La normativa sulle carte revolving
La storia delle carte di credito revolving affonda le proprie radici nella prima metà del secolo scorso. Nel 1951, la Franklin National Bank emise una “change card” rotativa che può a buon diritto essere considerata come un’antesignana delle moderne carte elettroniche, seguita nel 1958 dalla più evoluta Bankamericard della Bank of America, riservata esclusivamente allo Stato della California. In Italia, la diffusione delle carte revolving è iniziata in sordina soltanto cinquant’anni dopo, agli inizi del nuovo millennio, tanto che per trovare sul mercato la prima offerta dedicata espressamente alle aziende bisogna aspettare sino al 2003, con la “Bpm CartaSi business rateale” emessa sul circuito Mastercard. Da allora, però, si è registrato uno sviluppo rapidissimo di questa peculiare tipologia di monetica: gli operatori si sono andati moltiplicando e il mercato è cresciuto secondo una progressione quasi geometrica.
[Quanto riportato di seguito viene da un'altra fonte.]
Issue #92511, opened 2020-06-25
[Failing Test] capg-conformance-v1alpha3-k8s-master (ci-cluster-api-provider-gcp-make-conformance-v1alpha3-k8s-ci-artifacts)


hasheddan:
**Which jobs are failing**:

`capg-conformance-v1alpha3-k8s-master (ci-cluster-api-provider-gcp-make-conformance-v1alpha3-k8s-ci-artifacts)`

**Which test(s) are failing**:

`Overall`

**Since when has it been failing**:

`06-24-20 21:29 CDT`

**Testgrid link**:

https://testgrid.k8s.io/sig-release-master-informing#capg-conformance-v1alpha3-k8s-master

**Reason for failure**:

```
[0;32m    ubuntu-1804: fatal: [default]: FAILED! => {"changed": false, "msg": "Unable to find a checksum for file 'cni-plugins-amd64-v0.8.6.tgz' in 'https://github.com/containernetworking/plugins/releases/download/v0.8.6/cni-plugins-linux-amd64-v0.8.6.tgz.sha256'"}[0m
```

**Anything else we need to know**:

/sig cluster-lifecycle
/cc @kubernetes/ci-signal
/priority critical-urgent
/milestone v1.19

PR #92509, opened 2020-06-25
Fix assignment to nil map in e2e scheduling predicates

hasheddan:
**What type of PR is this?**

/kind bug

**What this PR does / why we need it**:

Ready schedulable nodes are being inserted into an unitialized string
set, causing an assignment to entry in nil map in the underlying data
structure. This initializes the string set before attempting to insert
nodes.

Signed-off-by: hasheddan <georgedanielmangum@gmail.com>

**Which issue(s) this PR fixes**:

Fixes #92502

**Special notes for your reviewer**:

Bug introduced in https://github.com/kubernetes/kubernetes/pull/92450

**Does this PR introduce a user-facing change?**:

```release-note
NONE
```

**Additional documentation e.g., KEPs (Kubernetes Enhancement Proposals), usage docs, etc.**:

```docs

```

Issue #92502, opened 2020-06-25
[Failing test] Conformance - GCE- master (ci-kubernetes-gce-conformance-latest)


hkamel:
**Which jobs are failing**:
> Conformance - CE- master (ci-kubernetes-gce-conformance-latest)

**Which test(s) are failing**:
> - Overall
> - TestChanges[sig-scheduling] SchedulerPredicates [Serial] validates resource limits of pods that are allowed to run [Conformance]
>- [sig-scheduling] SchedulerPredicates [Serial] validates that NodeSelector is respected if matching [Conformance]
>- [sig-scheduling] SchedulerPredicates [Serial] validates that NodeSelector is respected if not matching [Conformance]
>- [sig-scheduling] SchedulerPredicates [Serial] validates that there exists conflict between pods with same hostPort and protocol but one using 0.0.0.0 hostIP [Conformance]
>- [sig-scheduling] SchedulerPredicates [Serial] validates that there is no conflict between pods with same hostPort but different hostIP and protocol [Conformance]
>- [sig-scheduling] SchedulerPreemption [Serial] PreemptionExecutionPath runs ReplicaSets to verify preemption running path [Conformance]
>- [sig-scheduling] SchedulerPreemption [Serial] validates basic preemption works [Conformance]
>- [sig-scheduling] SchedulerPreemption [Serial] validates lower priority pod preemption by critical pod [Conformance]

**Since when has it been failing**:
> 06-25 21:37 PDT

**Testgrid link**:
>https://testgrid.k8s.io/sig-release-master-blocking#Conformance%20-%20GCE%20-%20master

**Reason for failure**:
> /go/src/k8s.io/kubernetes/_output/dockerized/go/src/k8s.io/kubernetes/test/e2e/scheduling/preemption.go:89
Test Panicked
/usr/local/go/src/runtime/map_faststr.go:204

> Panic: assignment to entry in nil map

> Full stack:
k8s.io/kubernetes/vendor/k8s.io/apimachinery/pkg/util/sets.String.Insert(0x0, 0xc001406da8, 0x1, 0x1, 0x0)
	/go/src/k8s.io/kubernetes/_output/dockerized/go/src/k8s.io/kubernetes/vendor/k8s.io/apimachinery/pkg/util/sets/string.go:51 +0x78
k8s.io/kubernetes/test/e2e/scheduling.glob..func5.2()
[...]

PR #92545, opened 2020-06-26
Do not ignore unscheduled pods when NodeName not in set of worker nodes

hasheddan:
**What type of PR is this?**

/kind bug

When node scheduling tests were updated to use worker instead of master
nodes the GetPodsScheduled function, which is tasked with getting all
scheduled and not scheduled pods inadvertently was changed to ignore all
pods that have an empty NodeName before checking whether pods had been
scheduled or not. This updates the function to include pods without a
NodeName in the check for unscheduled pods.

Relevant issues for failing tests: https://github.com/kubernetes/kubernetes/issues/92511 https://github.com/kubernetes/kubernetes/issues/92502

Follow up to https://github.com/kubernetes/kubernetes/pull/92509

Original PR: https://github.com/kubernetes/kubernetes/pull/92450

/cc @oomichi @BenTheElder 

```release-note
NONE
```

```docs

```

### DIFF
--- a/test/e2e/scheduling/predicates.go
+++ b/test/e2e/scheduling/predicates.go
@@ -1045,23 +1045,20 @@ func translateIPv4ToIPv6(ip string) string {
 // GetPodsScheduled returns a number of currently scheduled and not scheduled Pods on worker nodes.
 func GetPodsScheduled(workerNodes sets.String, pods *v1.PodList) (scheduledPods, notScheduledPods []v1.Pod) {
 	for _, pod := range pods.Items {
-		if workerNodes.Has(pod.Spec.NodeName) {
-			if pod.Spec.NodeName != "" {
-				_, scheduledCondition := podutil.GetPodCondition(&pod.Status, v1.PodScheduled)
-				framework.ExpectEqual(scheduledCondition != nil, true)
-				if scheduledCondition != nil {
-					framework.ExpectEqual(scheduledCondition.Status, v1.ConditionTrue)
-					scheduledPods = append(scheduledPods, pod)
-				}
-			} else {
-				_, scheduledCondition := podutil.GetPodCondition(&pod.Status, v1.PodScheduled)
-				framework.ExpectEqual(scheduledCondition != nil, true)
-				if scheduledCondition != nil {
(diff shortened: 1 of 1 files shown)


hasheddan:
The following tests are currently being affected across a number of jobs:
`[sig-scheduling] SchedulerPredicates [Serial] validates resource limits of pods that are allowed to run [Conformance]`
`[sig-scheduling] SchedulerPredicates [Serial] validates that NodeSelector is respected if not matching [Conformance]`

hasheddan:
This is a good one to look at for more context: https://prow.k8s.io/view/gcs/kubernetes-jenkins/logs/ci-kubernetes-gce-conformance-latest/1276467007495081987

test/e2e/scheduling/predicates.go
```diff
@@ -1045,23 +1045,20 @@ func translateIPv4ToIPv6(ip string) string {
 // GetPodsScheduled returns a number of currently scheduled and not scheduled Pods on worker nodes.
 func GetPodsScheduled(workerNodes sets.String, pods *v1.PodList) (scheduledPods, notScheduledPods []v1.Pod) {
 	for _, pod := range pods.Items {
-		if workerNodes.Has(pod.Spec.NodeName) {
```
hasheddan, line 1048: Previously this was `if !masterNodes.Has(pod.Spec.NodeName)` so this isn't fully going back to the same functionality. The check for unscheduled nodes could consider master nodes in this case, but from my understanding of this check that would be fine.

Huang-Wei:
/lgtm
/approve

Thanks @hasheddan !

/hold
in case @oomichi wants to take another look.

test/e2e/scheduling/predicates.go
oomichi: Very reasonable change for me.
Why we checked the NodeName is in names of workerNodes before checking the NodeName is empty (^^;)

oomichi (commented):
@hasheddan Thanks for doing this again.

/lgtm
/hold cancel

BenTheElder:
https://github.com/kubernetes/kubernetes/issues/92563
/retest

La storia e la normativa delle carte di credito revolving in Italia sono strettamente connesse; nonostante il ritardo accumulato rispetto alle più evolute controparti statunitensi, infatti, le linee di credito rotative varate dalle banche e dalle società finanziarie vanno a innestarsi su una giurisprudenza ben consolidata nel nostro Paese. Le norme di riferimento, infatti, sono le stesse del credito al consumo, che trova le proprie basi negli artt. 121-128 del Testo unico delle leggi in materia bancaria e creditizia (Decreto legislativo 385 del primo settembre 1993) e nel decreto del ministero del Tesoro dell’8 luglio 1992. Importanti, per le transazioni elettroniche, anche le leggi in tutela della privacy degli utenti (Dlgs 196 del 2003), mentre i tassi di interesse applicati per la rateizzazione degli acquisti tramite carta di credito revolving non possono superare i limiti stabiliti dalla normativa anti-usura (legge 108 del 1996).